— Prompt —
For each line below that contains the word "source", make a copy.

Dataset entries
- Opening Delimiter -

PR #3707, opened 2023-05-05
Added a confirmation dialog when saving the own user data.

jhelmold:
## What
A confirmation dialog was added, when a user in the user dialog tries to save his own user data. This is only possible for Super Admins. So the user can't be logged out accidentally.

## Why
This is a bug-fix.

## References
GEA-37

## Checklist

- [ ] Tests


src/web/pages/users/dialog.js
```diff
@@ -48,45 +52,73 @@ import Divider from 'web/components/layout/divider';
...
+
   handleRoleIdsChange(value) {
     this.setState({
       noRoleConfirmed: false,
       roleIds: value,
     });
   }
 
-  handleSaveClick(onSave, d) {
+  handleSaveClick(user, onSave, d) {
```
swaterkamp, line 111: I know this has been here before, but now would be a good time to change it: no one-letter variables, please :)

src/web/pages/users/dialog.js
```diff
@@ -48,45 +52,73 @@ import Divider from 'web/components/layout/divider';
 import Layout from 'web/components/layout/layout';
 
 class Dialog extends React.Component {
+  dataToSave = false;
```
swaterkamp, line 55: Is this only the initialization of the variable? Please make sure, the type matches whatever the variable will receive later on. I'd suspect that `{}` would better fit. However, this could lead to the situation where you send an empty object, instead of the actual user data. Same is true for the `false` by the way.
I'm kind of missing where the real data is send here.

swaterkamp (changes requested):
It's currently unclear to me, how the correct user data is set and send. Other than that this looks like it works. Please consider my other review comments.

public/locales/gsa-de.json
```diff
@@ -1164,6 +1164,7 @@
...
   "Please note: You are about to change your license! This might have severe influence on the feature set available to you. Are you sure you want to continue?": "Bitte beachten Sie: Sie sind dabei Ihre Lizenz zu ändern! Dies kann einen starken Einfluss auf das verfügbare Feature-Set haben. Sind Sie sicher, dass Sie fortfahren wollen?",
+  "Please note: You are about to change your own personal user data as Super Admin! It is not possible to change the login name. If you have modified the login name, neither the login name nor any other changes made will be saved. If you have made any modifications other than the login name, the data will be saved when clicking OK, and you will be logged out immediately.": "Bitte beachten Sie: Sie sind dabei ihre eigenen persönlichen Nutzerdaten als Super Administrator zu ändern! Es ist nicht möglich, den Login Namen zu ändern. Wenn Sie den Login Namen modifiziert haben, werden weder der Login Name noch jedwede anderen Änderungen gespeichert. Wenn Sie andere Änderungen vorgenommen haben, werden die Daten beim Klick auf OK gespeichert und Sie werden umgehend ausgeloggt.",
```
swaterkamp, line 1167: Please fix typos :)

timopollmeier (approved):

PR #3792, opened 2023-06-30
Fix links to the manual and GMP documentation

bjoernricks:
## What

Fix links to the manual and GMP documentation

## Why
Despite the fact we are using 22.x.y as versions for our components now the GMP version will stay on 22.04. The URL to the manual requires the language now.


timopollmeier (approved):

cfi-gb:
Note that this could have introduced a regression:
- #3814 
- https://forum.greenbone.net/t/ce-container-help-url-broken/15273

PR #3793, opened 2023-06-30
Adjust GSA description at the about page

bjoernricks:
## What

Adjust GSA description at the about page

## Why
Try to improve the about page for using our current naming an terms.

## References

GEA-72


timopollmeier (commented):
Could you also update the German translation for the new text?

swaterkamp:
Please do not run the translation scripts. If you HAVE to add translations, you need to add them manually and correctly ordered to the json

bjoernricks:
I've added German translations for the changes of the about page.

timopollmeier (approved):

PR #3819, opened 2023-07-28
release-pontos: also create gsa-node-modules release artifact

Flowdalic:
For Gentoo, we ideally want to build the node modules as part of our "emerge" process. That means we do not want to consume the -dist artifact. What we instead want is the gsa source and the contents of the node_modules/ directory.

Therefore, add a second release artifact to release-ponto, that only contains the content of the node_modules/ directory.

Please consider this addition, as it would reduce the friction of packaging gsa in Gentoo.

Note that this is untested, since I do not know how to test github workflows, but the change seems trivial enough.

### DIFF
--- a/.github/workflows/release-pontos.yml
+++ b/.github/workflows/release-pontos.yml
@@ -81,12 +81,13 @@ jobs:
         run: yarn install --prefer-offline
       - name: Build dist files
         run: yarn build
-      - name: Create tarball
+      - name: Create tarballs
         run: |
           tar -C build -czvf gsa-dist-${{ needs.release.outputs.release-version }}.tar.gz .
-      - name: Upload dist file to release
+          XZ_OPT='-T0 -9' tar -acf gsa-node-modules-${{ needs.release.outputs.release-version }}.tar.xz node_modules
+      - name: Upload dist files to release
         run: |
-          gh release upload ${{ needs.release.outputs.git-release-tag }} gsa-dist-${{ needs.release.outputs.release-version }}.tar.gz
+          gh release upload ${{ needs.release.outputs.git-release-tag }} gsa-dist-${{ needs.release.outputs.release-version }}.tar.gz gsa-node-modules-${{ needs.release.outputs.release-version }}.tar.xz
         env:
           GH_TOKEN: ${{ secrets.GREENBONE_BOT_TOKEN }}
 


.github/workflows/release-pontos.yml
```diff
@@ -81,12 +81,14 @@ jobs:
...
-      - name: Create tarball
+      - name: Create tarballs
         run: |
           tar -C build -czvf gsa-dist-${{ needs.release.outputs.release-version }}.tar.gz .
-      - name: Upload dist file to release
+          XZ_OPT='-T0 -9' tar -acf gsa-node-modules-${{ needs.release.outputs.release-version }}.tar.xz node_modules
+      - name: Upload dist files to release
         run: |
           gh release upload ${{ needs.release.outputs.git-release-tag }} gsa-dist-${{ needs.release.outputs.release-version }}.tar.gz
+          gh release upload ${{ needs.release.outputs.git-release-tag }} gsa-node-modules-${{ needs.release.outputs.release-version }}.tar.xz
```
bjoernricks, line 91: The node modules should be uploaded additionally to the dist files.
```suggestion
          gh release upload ${{ needs.release.outputs.git-release-tag }} gsa-dist-${{ needs.release.outputs.release-version }}.tar.gz gsa-node-modules-${{ needs.release.outputs.release-version }}.tar.xz
```

bjoernricks (changes requested):
Would be nice if you can change your commit message title to `Add: Also create gsa-node-modules release artifact`. In that case it gets included into the release changelog automatically.

I am curious why you are not using the dist files. It is for reproducibility?

Flowdalic:
> I am curious why you are not using the dist files. It is for reproducibility?

Mostly because [Gentoo likes to perform the `yarn build` step itself](https://github.com/gentoo/gentoo/blob/ec7630170f1f7c47826d6c0738f705ca516cf237/net-analyzer/gsa/gsa-22.5.3.ebuild#L41-L42). Granted, it is not the same as building C/C++ source, but the next best equivalent. This allows users to fine-tune the resulting packages and allows testing with different yarn versions, etc.

bjoernricks:
Doesn't really make much sense for us but anyway I am happy to support Gentoo here.

bjoernricks (approved):

Flowdalic:
> Doesn't really make much sense for us but anyway I am happy to support Gentoo here.

Thanks, your support is appreciated. :)

PR #3831, opened 2023-08-07
Switch to npm

bjoernricks:
## What

Drop yarn in favor of npm

`yarn` --> `npm install`
`yarn build` --> `npm run build`
`yarn test` --> `npm run test`

## Why

Using yarn with newer versions of nodejs caused build errors. Therefore to allow using current maintained nodejs version 18 and 20 drop yarn in favor of npm.

When we did choose yarn at the beginning of the GSA JavaScript version, yarn was much faster and more reliable. But in the meanwhile npm got on par to yarn's features and speed. Additionally the yarn project changed it's direction and re-implemented yarn which resulted in the 2.x and later versions and abandoned 1.x which we use(d).

Therefore drop yarn and switch to npm which allows to use maintained software again.


y0urself (commented):
LGTM ...

timopollmeier (approved):

PR #3857, opened 2023-09-05
Change: request edit_config_family_all alongside edit_config_family

mattmundell:
## What

When getting scan config data, run the new gsad cmd `edit_config_family_all` concurrently with the existing `edit_config_family` cmd.

## Why

Each of these cmds calls a separate GMP GET_NVTS command, so they can run simultaneously to save time.  This speeds up the config family edit dialog.

## References

Requires greenbone/gsad/pull/146.


mattmundell:
I'm guessing a bit with the test commit, but it seems to be correct.

gsad side is ready to merge when this PR is accepted.

timopollmeier (approved):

- Closing Delimiter -

— Response below —
For Gentoo, we ideally want to build the node modules as part of our "emerge" process. That means we do not want to consume the -dist artifact. What we instead want is the gsa source and the contents of the node_modules/ directory.
Mostly because [Gentoo likes to perform the `yarn build` step itself](https://github.com/gentoo/gentoo/blob/ec7630170f1f7c47826d6c0738f705ca516cf237/net-analyzer/gsa/gsa-22.5.3.ebuild#L41-L42). Granted, it is not the same as building C/C++ source, but the next best equivalent. This allows users to fine-tune the resulting packages and allows testing with different yarn versions, etc.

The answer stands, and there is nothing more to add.